B.R. vorab will ich dir sagen, dass ich für deinen "Unterricht" ungeheuer dankbar bin! Du ahnst nicht, wie sehr mir das hilft.

Farbverfälschung - ja, wenn ich das richtig verstehe. Die Tiefen sind tiefer geworden. Meinst du das?

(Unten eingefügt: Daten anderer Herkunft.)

PR #1280, opened 2025-05-08
error handling fixes

KillariDev:
- Fixed: if you make duplicated rpc calls, and the call fails, the duplicated promises never get rejected
- Fixed: If a new block arrives when new transaction is being refreshed, undefined error is thrown
- Fixed: if get code call fails, return error to UI instead showing undefined error

### DIFF
--- a/app/ts/simulation/services/EthereumJSONRpcRequestHandler.ts
+++ b/app/ts/simulation/services/EthereumJSONRpcRequestHandler.ts
@@ -51,16 +51,15 @@ export class EthereumJSONRpcRequestHandler {
 			const responseObject = response.ok ? { responseState: 'success' as const, response: await response.json() } : { responseState: 'failed' as const, response }
 			this.cache.set(hash, responseObject)
 			future.resolve(responseObject)
-			return responseObject
 		} catch(error: unknown) {
 			if (error instanceof Error) {
 				future.reject(error)
 			} else {
 				future.reject(new Error('Unknown error'))
 			}
-			throw error
 		} finally {
 			this.pendingCache.delete(hash)
+			return await future
 		}
 	}
 
--- a/app/ts/simulation/services/EthereumJSONRpcRequestHandler.ts
+++ b/app/ts/simulation/services/EthereumJSONRpcRequestHandler.ts
@@ -52,6 +52,13 @@ export class EthereumJSONRpcRequestHandler {
 			this.cache.set(hash, responseObject)
 			future.resolve(responseObject)
 			return responseObject
+		} catch(error: unknown) {
+			if (error instanceof Error) {
+				future.reject(error)
+			} else {
+				future.reject(new Error('Unknown error'))
+			}
+			throw error
 		} finally {
 			this.pendingCache.delete(hash)
 		}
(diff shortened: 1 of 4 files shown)


app/ts/simulation/services/EthereumJSONRpcRequestHandler.ts
```diff
@@ -52,6 +52,13 @@ export class EthereumJSONRpcRequestHandler {
 			this.cache.set(hash, responseObject)
 			future.resolve(responseObject)
 			return responseObject
+		} catch(error: unknown) {
+			if (error instanceof Error) {
+				future.reject(error)
+			} else {
+				future.reject(new Error('Unknown error'))
+			}
+			throw error
```
MicahZoltu, line 61: Why throw here?  It feels like the future rejection is sufficient?

app/ts/simulation/services/SimulationModeEthereumClientService.ts
```diff
@@ -450,16 +450,17 @@ export const getSimulatedCode = async (ethereumClientService: EthereumClientServ
...
-	const parsed = atInterface.decodeFunctionResult('at', lastResult.returnData)
-	return {
-		statusCode: lastResult.status,
-		getCodeReturn: EthereumData.parse(parsed.toString())
-	} as const
+	try {
+		const simulatedTransactions = await simulateTransactionsOnTopOfSimulationState(ethereumClientService, requestAbortController, simulationState, [getCodeTransaction], { [addressString(GET_CODE_CONTRACT)]: { code: getCodeByteCode() } })
+		const lastResult = simulatedTransactions.at(-1)
+		if (lastResult === undefined) throw new Error('last result did not exist in multicall')
+		if (lastResult.status === 'failure') return { statusCode: 'failure' } as const
```
MicahZoltu, line 457: The lines that are throws are situations that are unexpected while the `statusCode: failure` are "expected" failure modes?

app/ts/simulation/services/SimulationModeEthereumClientService.ts
```diff
@@ -450,16 +450,17 @@ export const getSimulatedCode = async (ethereumClientService: EthereumClientServ
...
+		const parsed = atInterface.decodeFunctionResult('at', lastResult.returnData)
+		return { statusCode: lastResult.status, getCodeReturn: EthereumData.parse(parsed.toString()) } as const
+	} catch(error: unknown) {
+		if (error instanceof JsonRpcResponseError) return { statusCode: 'failure' } as const
+		throw error
+	}
```
MicahZoltu, line 463: As we have discussed previously, it feels like we should not be using try/catch to handle code flow.  Erorrs from a remote server should be handled as part of normal code paths, not as part of exceptional code paths.  Is there no way to detect an error response without throwing in our current codebase?

MicahZoltu (approved):

app/ts/simulation/services/SimulationModeEthereumClientService.ts
KillariDev: yeah, the thrown ones should never happen if the RPC behaves correctly. The other failure happen on normal cases

app/ts/simulation/services/EthereumJSONRpcRequestHandler.ts
KillariDev: it wasn't sufficient as we never waited for that promise here (it was indended for others to wait it), but I made it more straightforward that it also awaits that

Ich hatte, deine Ideen aufgreifend, das Bild im Modus "multiplizieren" berechnet, um die paar versprengten Tiefen in den sehr hellen Teilen oben rechts deutlicher zu machen. Dann Tonwert korrigiert und geschärft, mit einem größeren Radius, als ich normalerweise verwende. Ja, das ganze Bild geschärft und nachträglich mit dem Weichzeichner ein bisschen daran korrigiert. Du hast das aber eindrucksvoll differenzierter gemacht. Das mit dem Radieren wundert mich ein wenig. Ich hätte mit Ebenenmasken gearbeitet in dem Fall, denke ich. Oder spricht was dagegen?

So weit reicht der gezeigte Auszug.